## [What is expected]
Pull out every line below that holds the word "well".
━━━ Data section
PR #2354, opened 2015-07-08
Proper feature flags

nickstenning:
The way we had implemented feature flags was pretty inflexible, and
wasn't effectively allowing us to do the one thing that feature flags
are really intended to do, namely:

> Decouple deployment (when you push code to production) from release
> (when users see new features).

A truly effective feature flag system is one which achieves the above,
and also enables more dynamic options for "releasing" such as:

- release to admin users/beta users only
- release to a randomly selected 10% of users
- release only to one specific user

This requires that the feature flag system have some knowledge of the
accounts system.

Furthermore, in order to make the feature flag system truly atomic and
reversible (i.e. shit has gone wrong, let's flip that back) we need to
be able to toggle feature flags instantly, without needing to wait for
an application redeploy.

Both of these requirements indicate a feature flag system fully
integrated with the request-response cycle of the application, and one
where flag status can be more complex than a simple boolean.

In order to make this possible, this commit puts feature flags into a
"feature" table of the main application database. This allows us to
extend the definition of flag state as and when we see fit to enable
some or all of the release options denoted above.

The initial state of all feature flags is off, but in order to
facilitate an easy migration path for us the data migration with this
commit will read the current state of the existing flags from the system
environment and write appropriate rows into the table.

--

For what it's worth, I've done this work now because it's very important to be able to make an atomic flip from one data store to another (such as a migration from elasticsearch to postgres), which is a piece of work I'm currently planning out.

### DIFF
--- a/conf/development.ini
+++ b/conf/development.ini
@@ -22,11 +22,6 @@ es.host: http://localhost:9200
 
 h.autologin: True
 
-h.feature.claim: False
-h.feature.notification: False
-h.feature.queue: False
-h.feature.streamer: False
-
 mail.default_sender: "Annotation Daemon" <no-reply@localhost>
 
 pyramid.debug_all: True
--- a/conf/development.ini
+++ b/conf/development.ini
@@ -22,8 +22,6 @@ es.host: http://localhost:9200
 
 h.autologin: True
 
-h.feature.accounts: True
-h.feature.api: True
 h.feature.claim: False
 h.feature.notification: False
 h.feature.queue: False
--- a/conf/production.ini
+++ b/conf/production.ini
@@ -18,8 +18,6 @@ use: egg:h
 #h.client_secret:
 
 # Feature flags
-h.feature.accounts: True
-h.feature.api: True
 h.feature.claim: False
 h.feature.notification: True
 h.feature.queue: True
--- a/conf/production.ini
+++ b/conf/production.ini
@@ -17,12 +17,6 @@ use: egg:h
 #h.client_id:
 #h.client_secret:
 
-# Feature flags
-h.feature.claim: False
-h.feature.notification: True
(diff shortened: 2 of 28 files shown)


tilgovi:
LGTM. You can merge it yourself. I'll leave it to you in case you want to fix any of the lint messages.

tilgovi:
Tests don't run on travis, though. I don't know what that's about. The feature table not being created automatically?

nickstenning:
Yep, looks like I've screwed something up. Will take a look tomorrow.

nickstenning:
So, the issue with the tests was that building an extension requires templates to be rendered and adding support for dynamic feature toggles now implies that rendering templates requires a database. Joy.

Anyway, as it happens this all goes away with proper dynamic front-end feature flags, so I have extended this PR with the code needed to bring dynamic feature toggles to the client.

I'm not going to merge this myself now, as this is new code and I'd like it to be reviewed, but here's an overview:

- when this is merged, we can add feature toggles into code that spans frontend and backend, and deploy without any fear of this code being enabled before we're ready to release it
- we can toggle a feature in the database (and, in due course, in an admin UI) and it will be enabled across backend and frontend code without requiring any new deployment
- we can even toggle a feature without requiring a page reload on the frontend, as feature flags are only cached on the frontend for 5 minutes

nickstenning:
And all three lint errors reported by prospector now are spurious, IMO.

tilgovi:
Looks great. Only change I made was to assets.yaml so we're not rebuilding everything all the time in dev.

We should maybe move the final build artifacts about scripts. In other words, h/static/hypothesis.js and h/static/app.js and h/static/app.css or something.

JakeHartnell:
Very nice! :+1:

PR #2356, opened 2015-07-12
Update annotation.coffee

judell:


judell:
Until drafts persist, let's help people avoid losing their work.

nickstenning:
If we want to fix the problem, let's fix the problem. Until then, I think giving people workarounds just makes it look like we don't care.

tilgovi:
Agreed, @nickstenning

BigBlueHat:
Proposing #2361 over this one--given feedback that said updating text wasn't enough.

PR #2357, opened 2015-07-13
Fix token command for non default ports

seanh:
Also improve the docs

### DIFF
--- a/h/script.py
+++ b/h/script.py
@@ -104,9 +104,10 @@ def token(args):
     if not args.config_uri.endswith('#api'):
         args.config_uri += '#api'
 
+    request = Request.blank("/", base_url=args.base)
+
     paster.setup_logging(args.config_uri)
-    env = paster.bootstrap(args.config_uri)
-    request = env['request']
+    env = paster.bootstrap(args.config_uri, request=request)
     registry = env['registry']
 
     request.client = get_client(request, registry.settings['h.client_id'])
--- a/h/script.py
+++ b/h/script.py
@@ -4,6 +4,7 @@ from __future__ import print_function
 import argparse
 import os
 import sys
+import textwrap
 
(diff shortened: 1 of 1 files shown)


seanh:
@nickstenning

seanh:
Wondering about adding a mention of this command to our API docs in api.rst as well. It's only useful to developers working on their local instance as far as I can see (you have to pass the paster config file to the command), but at least those devs will be able to find it

tilgovi:
Is the indentation on that docstring strange?

h/script.py
```diff
@@ -118,12 +133,18 @@ def token(args):
 
     print(token)
 
-parser_token = subparsers.add_parser('token', help=token.__doc__)
+parser_token = subparsers.add_parser(
+    'token', description=token.__doc__,
```
nickstenning: If you could employ `textwrap.dedent` here ([c.f. `hypothesis-buildext`](https://github.com/hypothesis/h/blob/9f9496198e8177653dba5781fcbefed57f878be8/h/buildext.py#L267)) and reformat the docstring to look a little more conventional, that would make me happy :).

h/script.py
```diff
@@ -98,15 +103,25 @@ def reindex(args):
...
-    """Generate an OAuth bearer token for the specified principal."""
+    """Generate an OAuth bearer token for the specified principal.
+
+This token is suitable for passing to the h API as the value of an
+X-Annotator-Auth-Token header.
+
+For example, to authorize yourself as user seanh to your local dev instance
+of h do:
+
+    hypothesis token --base 'http://localhost:5000' --sub 'acct:seanh@127.0.0.1' conf/development.ini
```
nickstenning: Also this should probably read "localhost" not "127.0.0.1".

PR #2358, opened 2015-07-13
Add admin users

seanh:


h/accounts/views.py
```diff
@@ -574,6 +575,45 @@ def _update_subscription_data(request, subscription):
     request.session.flash(_('Changes saved!'), 'success')
 
 
+@view_config(attr='index', route_name='admin_users_index',
```
tilgovi: If there's no real common code for these, you're welcome to decide that you think simple functions are easier and clearer than a class. It saves having to dereference the request from `self`.

tilgovi:
I think the delete route is superfluous because you can use the button name an value to disambiguate within a single `POST` hanlder.

h/accounts/models.py
```diff
@@ -77,6 +77,8 @@ class User(Base):
                       server_default=sa.sql.expression.false(),
                       nullable=False)
 
+    admin = sa.Column(sa.BOOLEAN, default=False, nullable=False)
```
nickstenning: Can we get a `server_default` here?

h/accounts/views.py
seanh: Yeah I don't like the classes, but was just following the style of the rest of the views in this file. It does kind of make sense to group related views together in a file that has many

seanh:
TODO:

- [ ] Stop users from removing themselves from admins
- [ ] Nicer error when the user you try to add doesn't exist
- [ ] CLI for making admin users (needed to make the first admin user)
- [ ] Tests

seanh:
Do we really want admins to be able to do everything? I think the current implementation might let admins delete and edit other users' annotations and stuff (not tested). They don't necessarily need that power, we could just give them access to the admin and nipsa views specifically

tilgovi:
I don't think admins have any special permissions on annotations right now. See `h.models#Annotation.__acl__`.

h/accounts/models.py
nickstenning: To be clear, this *has* to have a `server_default` if it's not nullable, otherwise we'll break user registration in prod as soon as we run the migration for stage (they use the same database).

h/accounts/models.py
```diff
@@ -77,6 +78,10 @@ class User(Base):
                       server_default=sa.sql.expression.false(),
                       nullable=False)
 
+    admin = sa.Column(
```
nickstenning: I'm a pedant, I know, but could you format this in the same way as the others?

seanh:
> I don't think admins have any special permissions on annotations right now. See h.models#Annotation.__acl__.

I see. I guess the ACL on the annotation (lower down in the tree) overrides the one on the root node, not the other way round.

So the current implementation gives admins permission to do anything that there isn't a more-specific ACL stopping them from doing. That's probably fine, although we could tighten it up to just the admin and nipsa views specifically if we wanted.

seanh:
Notes:

* Adds an `admin` column to the `user` table (and a `.admins()` classmethod on the `User` class for convenience)

* `make_admin()` is implemented in `accounts/__init__.py`. This is called in two places (by the view code and the CLI code) so I wanted it shared and wanted the CLI code to just import h.accounts not h.accounts.something.

* I don't like the amount of patching necessary in `views_test.py`, but with

seanh:
@nickstenning @tilgovi Waiting for a landscape comment, but this can be reviewed now and then I'll rebase it after

Notes:

* Adds an `admin` column to the `user` table (and a `.admins()` classmethod on the `User` class for convenience)

* Simple HTML page for listing, adding and removing admins. Doesn't let you remove the last admin. Flash error if trying to add a user that doesn't exist. Uses usernames like "seanh" not "acct:seanh@hypothes.is". 

* Simple `hypothesis admin bob` CLI for adding admins as well. This is what we'll use to add the first admin (I'm assuming we can do this on our prod deployment).

* `effective_principals()` in `h/auth.py` accesses the accounts model to return `"group:admins"` if the user is an admin. If we want to do something more complicated (communicate this information via OAuth scopes or something), can we do that later?

* `"group:admins"` gets all permissions in the ACLs of both root resources (app and api). It was already there in the API one, and that's where the choice of `"group:admins"` as the string comes from (I think it might originate from Pyramid docs).

* So you just add an arbitrary permission that is never used as a principal to a view function, like `@view_config(..., permission='nipsa_user_index')` and this'll mean that only admins can use the view (and we could give that specific permission to specific other users later if we wanted). This is what's done for the admin management views in this PR. There's no end-to-end test with a test view like this and checking that Pyramid allows and denies access. Maybe there should be?

* `make_admin()` is implemented in `accounts/__init__.py`. This is called in two places (by the view code and the CLI code) so I wanted it shared and wanted the CLI code to just import h.accounts not h.accounts.something.

* I don't like the amount of patching necessary in `views_test.py`, but without breaking from our coding style for view functions and making these dependencies explicit and easily injectable I don't think it can be avoided.

* There's a simple db migration but (following our existing migrations) no tests for it (I have tested it manually but encourage you to do so as well, I have not tested it with postgres)

* New `User` factory for tests

nickstenning:
This looks pretty good. Thoughts:

- Consolidate the views into one permission, 'admin', for now. Having separate permissions for the three routes doesn't make a lot of sense to me -- why would I have permission to see a page that allowed me to remove admin users, but not to actually remove them?
- It would be nice to keep `script.py` mostly alphabetised.

I've tested the migration with postgres and it works fine.

If you make those changes and rebase this to clean it up, this'll go right in. Thanks @seanh!

seanh:
@nickstenning Done

nickstenning:
LGTM.

PR #2359, opened 2015-07-13
Four space js

tilgovi:
Standardize on four spaces for js files

### DIFF
--- a/h/browser/chrome/help/index.js
+++ b/h/browser/chrome/help/index.js
@@ -1,9 +1,9 @@
 // Detect the current OS and show approprite help.
 chrome.runtime.getPlatformInfo(function (info) {
-  var opts = document.querySelectorAll('[data-extension-path]');
-  [].forEach.call(opts, function (opt) {
-    if (opt.dataset.extensionPath !== info.os) {
-      opt.hidden = true;
-    }
-  });
+    var opts = document.querySelectorAll('[data-extension-path]');
+    [].forEach.call(opts, function (opt) {
+        if (opt.dataset.extensionPath !== info.os) {
+            opt.hidden = true;
+        }
+    });
 });
--- a/h/browser/chrome/lib/browser-action.js
+++ b/h/browser/chrome/lib/browser-action.js
@@ -1,62 +1,62 @@
 (function (h) {
-  'use strict';
+    'use strict';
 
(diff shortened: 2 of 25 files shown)


BigBlueHat:
All personal preferences aside, our style guide (or the one we point to) prescribes using 2 spaces...not 4:
https://google-styleguide.googlecode.com/svn/trunk/htmlcssguide.xml?showone=Indentation

BigBlueHat:
Actually...ignore that....it's for HTML/CSS...not JS.

The JS one apparently doesn't prescribe one.

tilgovi:
I'll update the style guide but let's keep this change set whitespace only. See any issues with it?

BigBlueHat:
I guess I don't completely understand why we're breaking rank with the style guide we've chosen. The "winning style" is apparently 2 spaces: https://github.com/Seravo/js-winning-style#user-content-indentation
> Two spaces, not longer and no tabs: Google, npm, Node.js, Idiomatic

Given those other style guides in the mix, I'd expect most JS developers do 2 spaces.

You've mentioned 4 spaces helps prevent (by force) too many callbacks and a preference for promises, function naming, etc.

Believe it or not this isn't meant to be a :bike: :house: (sorry...no :shed: emoji :stuck_out_tongue:), but rather an ask that we keep the barrier to entry on the project as low as possible. Prevailing winds and all that. :smile: 

:thought_balloon:'s?

tilgovi:
It was @nickstenning who had the preference for four IIRC.

nickstenning:
This isn't about changing anything, it's about standardising on one thing or another. Annotator is 4-space JS and will remain that way. Some of our code is 2-space, some 4.

I don't feel so strongly about this that I want to step on Benjamin's toes, but I do prefer 4-space.

What I prefer most of all is being consistent and clear.

tilgovi:
I prefer two for the reasons Benjamin listed, but I care about consistency more than anything.

I'm happy to close this, but if I do it'll mean I open one to make the stuff that is four already (the filters) into 2.

BigBlueHat:
2 has my vote for the reasons mentioned.

Once we pick one, I'm happy to do (or complete) the clean up.

Your call(s). :smile:

nickstenning:
Let's go with 2.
━━━━━━
## [Reply]
Wondering about adding a mention of this command to our API docs in api.rst as well. It's only useful to developers working on their local instance as far as I can see (you have to pass the paster config file to the command), but at least those devs will be able to find it
* Simple `hypothesis admin bob` CLI for adding admins as well. This is what we'll use to add the first admin (I'm assuming we can do this on our prod deployment).
* There's a simple db migration but (following our existing migrations) no tests for it (I have tested it manually but encourage you to do so as well, I have not tested it with postgres)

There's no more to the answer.